→ Problem to work on: Transcribe the data below verbatim from the line with "PR #8893, opened 2024-07-31" to the line with "The mdx loader". Include both of those lines.

** Opening Data block **

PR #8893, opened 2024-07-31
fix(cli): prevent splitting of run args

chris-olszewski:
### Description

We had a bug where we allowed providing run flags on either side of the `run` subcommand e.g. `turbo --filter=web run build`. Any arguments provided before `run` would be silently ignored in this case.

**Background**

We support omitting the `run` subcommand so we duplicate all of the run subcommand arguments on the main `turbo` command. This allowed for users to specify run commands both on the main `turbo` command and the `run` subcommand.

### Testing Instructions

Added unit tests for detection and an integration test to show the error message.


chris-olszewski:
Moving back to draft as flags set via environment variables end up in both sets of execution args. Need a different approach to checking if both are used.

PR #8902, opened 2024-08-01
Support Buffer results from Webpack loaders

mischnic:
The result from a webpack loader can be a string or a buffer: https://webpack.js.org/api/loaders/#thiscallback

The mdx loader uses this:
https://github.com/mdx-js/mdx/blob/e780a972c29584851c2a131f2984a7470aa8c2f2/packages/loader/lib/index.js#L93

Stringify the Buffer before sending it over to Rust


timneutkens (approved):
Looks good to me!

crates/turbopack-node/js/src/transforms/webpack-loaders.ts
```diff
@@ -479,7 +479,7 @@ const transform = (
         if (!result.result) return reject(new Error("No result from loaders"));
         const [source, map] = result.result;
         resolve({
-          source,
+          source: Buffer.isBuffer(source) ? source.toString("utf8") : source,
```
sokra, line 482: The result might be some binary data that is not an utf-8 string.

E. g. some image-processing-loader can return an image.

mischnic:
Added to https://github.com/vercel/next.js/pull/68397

** Closing Data block **
** Opening Data block **

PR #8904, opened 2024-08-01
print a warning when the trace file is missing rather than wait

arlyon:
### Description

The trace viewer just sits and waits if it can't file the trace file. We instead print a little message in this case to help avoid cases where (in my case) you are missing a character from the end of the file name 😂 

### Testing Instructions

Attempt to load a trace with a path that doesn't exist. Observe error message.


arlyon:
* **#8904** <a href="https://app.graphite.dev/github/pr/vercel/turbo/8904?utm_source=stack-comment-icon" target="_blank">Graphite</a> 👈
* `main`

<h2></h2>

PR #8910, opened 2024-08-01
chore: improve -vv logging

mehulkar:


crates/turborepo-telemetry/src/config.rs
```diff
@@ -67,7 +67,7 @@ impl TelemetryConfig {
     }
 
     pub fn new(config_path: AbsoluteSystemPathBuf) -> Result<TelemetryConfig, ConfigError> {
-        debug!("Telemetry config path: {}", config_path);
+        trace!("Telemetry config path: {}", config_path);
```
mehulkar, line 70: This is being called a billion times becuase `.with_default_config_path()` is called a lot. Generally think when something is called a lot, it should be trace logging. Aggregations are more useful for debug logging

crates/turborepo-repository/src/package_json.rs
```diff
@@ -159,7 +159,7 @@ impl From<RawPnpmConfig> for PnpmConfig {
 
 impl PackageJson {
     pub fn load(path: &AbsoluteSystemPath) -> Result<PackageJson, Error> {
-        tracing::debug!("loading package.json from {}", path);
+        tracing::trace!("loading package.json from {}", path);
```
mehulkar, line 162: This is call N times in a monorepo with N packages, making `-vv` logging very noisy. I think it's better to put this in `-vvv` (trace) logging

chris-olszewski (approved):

** Closing Data block **

→ Task response:
PR #8893, opened 2024-07-31
fix(cli): prevent splitting of run args

chris-olszewski:
### Description

We had a bug where we allowed providing run flags on either side of the `run` subcommand e.g. `turbo --filter=web run build`. Any arguments provided before `run` would be silently ignored in this case.

**Background**

We support omitting the `run` subcommand so we duplicate all of the run subcommand arguments on the main `turbo` command. This allowed for users to specify run commands both on the main `turbo` command and the `run` subcommand.

### Testing Instructions

Added unit tests for detection and an integration test to show the error message.


chris-olszewski:
Moving back to draft as flags set via environment variables end up in both sets of execution args. Need a different approach to checking if both are used.

PR #8902, opened 2024-08-01
Support Buffer results from Webpack loaders

mischnic:
The result from a webpack loader can be a string or a buffer: https://webpack.js.org/api/loaders/#thiscallback

The mdx loader uses this:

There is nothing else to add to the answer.